*Data to process*.
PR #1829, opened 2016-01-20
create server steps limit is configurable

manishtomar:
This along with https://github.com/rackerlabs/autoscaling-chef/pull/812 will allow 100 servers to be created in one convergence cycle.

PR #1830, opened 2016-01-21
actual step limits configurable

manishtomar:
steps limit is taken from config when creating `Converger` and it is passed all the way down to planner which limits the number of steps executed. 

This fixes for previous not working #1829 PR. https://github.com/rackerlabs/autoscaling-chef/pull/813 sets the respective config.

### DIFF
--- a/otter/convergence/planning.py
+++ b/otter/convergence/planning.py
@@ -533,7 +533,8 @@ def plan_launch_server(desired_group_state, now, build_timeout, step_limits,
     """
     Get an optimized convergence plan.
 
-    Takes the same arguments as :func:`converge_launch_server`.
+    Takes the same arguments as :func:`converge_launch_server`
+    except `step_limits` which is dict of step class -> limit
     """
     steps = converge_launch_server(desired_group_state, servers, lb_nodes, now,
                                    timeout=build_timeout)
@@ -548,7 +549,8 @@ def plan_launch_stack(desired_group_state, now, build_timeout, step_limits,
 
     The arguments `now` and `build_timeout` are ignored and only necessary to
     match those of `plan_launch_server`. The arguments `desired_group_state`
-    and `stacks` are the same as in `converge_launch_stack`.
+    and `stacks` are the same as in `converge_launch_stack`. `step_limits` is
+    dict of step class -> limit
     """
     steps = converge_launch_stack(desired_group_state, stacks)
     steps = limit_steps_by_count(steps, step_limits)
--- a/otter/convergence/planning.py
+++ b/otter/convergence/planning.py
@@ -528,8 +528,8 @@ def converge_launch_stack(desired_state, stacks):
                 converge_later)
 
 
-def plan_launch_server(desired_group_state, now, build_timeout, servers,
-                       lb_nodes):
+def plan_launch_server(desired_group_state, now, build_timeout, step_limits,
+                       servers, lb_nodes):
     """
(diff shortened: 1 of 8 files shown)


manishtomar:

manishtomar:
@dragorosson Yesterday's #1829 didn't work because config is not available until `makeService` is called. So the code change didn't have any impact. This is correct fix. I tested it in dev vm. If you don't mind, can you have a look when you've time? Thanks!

---

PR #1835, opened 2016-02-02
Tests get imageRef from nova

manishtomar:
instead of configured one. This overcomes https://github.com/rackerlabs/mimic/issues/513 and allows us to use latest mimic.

---

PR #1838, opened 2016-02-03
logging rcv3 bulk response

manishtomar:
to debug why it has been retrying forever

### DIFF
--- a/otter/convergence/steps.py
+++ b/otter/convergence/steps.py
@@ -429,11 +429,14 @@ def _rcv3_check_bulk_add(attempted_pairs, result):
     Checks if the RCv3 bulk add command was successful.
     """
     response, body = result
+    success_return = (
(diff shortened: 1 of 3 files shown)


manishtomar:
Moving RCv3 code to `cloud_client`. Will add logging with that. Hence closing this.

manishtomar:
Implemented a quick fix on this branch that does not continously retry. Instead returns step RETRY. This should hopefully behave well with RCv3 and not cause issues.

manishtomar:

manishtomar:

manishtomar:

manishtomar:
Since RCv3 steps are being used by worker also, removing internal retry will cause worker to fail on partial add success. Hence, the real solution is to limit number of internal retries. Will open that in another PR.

*Task statement*.
Show the lines of the entries that include the string "number", copying each in full.

*Answer section*.
steps limit is taken from config when creating `Converger` and it is passed all the way down to planner which limits the number of steps executed. 
Since RCv3 steps are being used by worker also, removing internal retry will cause worker to fail on partial add success. Hence, the real solution is to limit number of internal retries. Will open that in another PR.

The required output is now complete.